There were some attempts at poetry. Perhaps I will find some successful attempts in the journals I have not read yet.
As a writer of sorts, I was on the lookout for interesting writing. I found lots of touching writing, inspirational writing, even funny writing, but not much writing to write home about. This was my favorite:
“Last night my snowy egret came to see me. She tapped on my window three times with her ebony beak. I met her at the garden gate. She brought strawberries and I brought fresh bread. We walked to the river. She fed me strawberries from her lovely yellow feet while she pecked the warm bread from my hand. She told me of her adventures on island marshes and I shared with her the perils of raising fairy children in a human world. We swam in the effervescent waters and sipped honeysuckle nectar from delicate little cones. At dawn, I climbed on her back and we flew to the moon.”
I liked these, too.
“My turn! The sirens were everywhere this morning so I have walked down to this wonderful spot not sure what was in store, but it was a training exercise for fire and rescue personnel, the best answer possible to that drama. So now the sky has cleared, the sea is calm, the newspapers today full of complaints about smelly kelp, bags of dog poop left where everyone knows they shouldn’t bee, but NOTHING can mar the beauty that Carmel offers to all.”

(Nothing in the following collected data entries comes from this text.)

PR #1542, opened 2022-11-28
pbft: bump libplanet

colibrishin:


limebell (approved):
Little worried about duplicated calls of `GenerateBlockCommit` but I guess it's okay because it is just a unit test.

PR #1559, opened 2022-12-02
Bump Libplanet to 0.45.0

longfin:
It consists of these cherry-picks

- 623fa547cfcd5475c66af0049c8a89c6bf22c531
- e36166ba088db48993943b6c8bd6f487d6c13410

### DIFF
--- a/Lib9c/Policy/MinBlockProtocolVersionPolicy.cs
+++ b/Lib9c/Policy/MinBlockProtocolVersionPolicy.cs
@@ -1,0 +1,26 @@
+namespace Nekoyume.BlockChain.Policy
+{
+    public sealed class MinBlockProtocolVersionPolicy : VariableSubPolicy<int>
+    {
+        private MinBlockProtocolVersionPolicy(int defaultValue)
+            : base(defaultValue)
+        {
+        }
+
+        private MinBlockProtocolVersionPolicy(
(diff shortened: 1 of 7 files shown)


Lib9c/Policy/MinBlockProtocolVersionPolicy.cs
```diff
@@ -0,0 +1,26 @@
...
+        }
+
+        public static IVariableSubPolicy<int> Default =>
+            new MinBlockProtocolVersionPolicy(0);
+
+        public static IVariableSubPolicy<int> Mainnet =>
+            Default
+                .Add(new SpannedSubPolicy<int>(
+                    startIndex: 4_000L,
+                    value: 4));
```
greymistcube, line 24: We need to set this to `Default`, otherwise the chain would stop. 😱

greymistcube (changes requested):

dahlia (approved):

Lib9c/Policy/MinBlockProtocolVersionPolicy.cs
greymistcube: Added 500dc116b1041704551e6ff830b3faabc7ea6590.

greymistcube (approved):

dahlia (approved):

PR #1568, opened 2022-12-07
Add dynamic validators

OnedgeLee:
### Changes
Bumped libplanet, and apply proper changes.

ValidatorAdmin : Public key of validator-admin have to be assigned on the policy, to apply `SetValidator` system action. Non-validator-admin cannot modify validator set.

### Remarks
Uploaded genesis block on local github branch, and this have to be moved to stable bucket.


.Lib9c.Tests/Action/RewardGoldTest.cs
```diff
@@ -484,7 +484,7 @@ public async Task Genesis_StateRootHash(bool mainnet)
             Block<PolymorphicAction<ActionBase>> genesis;
             if (mainnet)
             {
-                const string genesisBlockPath = "https://9c-test.s3.ap-northeast-2.amazonaws.com/genesis-block-9c-main";
+                const string genesisBlockPath = "https://github.com/OnedgeLee/lib9c/raw/pbft-dynamic_validator/genesis-block";
```
OnedgeLee, line 487: @limebell This have to be moved to proper bucket

limebell (approved):

PR #1585, opened 2022-12-14
Introduce test-only action: Faucet

U-lis:
- DO NOT RELEASE THIS FUNCTION TO PRODUCTION
- This action can mint ncg and/or crystal to target address.
- This action is only for test.


boscohyun (commented):
Can we remove the csv files that looks like same with Lib9c's? We can refer Lib9c's csv files with `TableSheetsImporter` and I suggest the way in my other [pr](https://github.com/planetarium/lib9c/pull/1606/files).

Lib9c/Model/Faucet/FaucetRuneInfo.cs
```diff
@@ -0,0 +1,42 @@
+using System;
+using Bencodex.Types;
+using Nekoyume.Model.State;
+
+namespace Nekoyume.Action
```
boscohyun, line 5:
```suggestion
namespace Nekoyume.Model.Faucet
```

Lib9c.DevExtensions/Action/FaucetRune.cs
```diff
@@ -0,0 +1,66 @@
...
+    }
+
+    protected override IImmutableDictionary<string, IValue> PlainValueInternal =>
+        new Dictionary<string, IValue>
+        {
+            ["avatarAddress"] = AvatarAddress.Serialize(),
+            ["faucetRuneInfos"] = FaucetRuneInfos
+                .OrderBy(x => x.RuneId)
+                .Select(x => x.Serialize())
+                .Serialize()
```
boscohyun, line 55: This operator help to avoid the indeterminism.

```suggestion
            ["faucetRuneInfos"] = FaucetRuneInfos
                .OrderBy(x => x.RuneId)
                .ThenBy(x => x.Amount)
                .Select(x => x.Serialize())
                .Serialize()
```

U-lis: It was initially assumed that one RuneId appeared only once. To cover multiple cases, secondary sort might be helpful.
Thanks!

boscohyun (approved):

PR #1592, opened 2022-12-19
Use linux 8cores GitHub Actions larger runner

moreal:
Since the `main` workflow takes about 20~27 minutes, I suggest using high-core GitHub Actions Runners.

There are GitHub Actions larger runners feature and this pull request makes the workflow use them.

## Reviewers

Because GitHub Actions larger runner feature occurs cost issue, I request reviews to @planetarium/devops team.

### DIFF
--- a/.github/workflows/main.yml
+++ b/.github/workflows/main.yml
@@ -9,7 +9,8 @@ on:
 
 jobs:
   build-and-test:
-    runs-on: ubuntu-latest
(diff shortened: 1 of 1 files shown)


Atralupus:
I guess you would better to use the strategy github action

```
dotnet test --filter "FullyQualifiedName=.Lib9c.Tests.Action"
```

PR #1611, opened 2022-12-27
Mimic Lib9c action structure

U-lis:
- To test Lib9c and DevExtensions actions seperately, we need to mimic lib9c structure into DevExtensions.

“In the morning, I will wake early to join my daughter and her daughter, my oldest grandchild, in a long drive to Phoenix to begin another school year. Fourteen hours, two cars and too much “stuff.” Am I old enough to have a grandchild in college? The answer is self evident. For it is two weeks now after cataract surgery at Stanford and for the first time in years I see my face clearly and in technicolors that I had only viewed dimly, and there is my full answer to my rhetorical question. Blessed am I!”
“When I find the father of my children I will bring him here to show him a place that struck me in the most beautiful way.”
“My husband and I first came to this spot in 1992, a long or short time depending on how you look at things. In that time, nothing has changed but, then again, everything has.”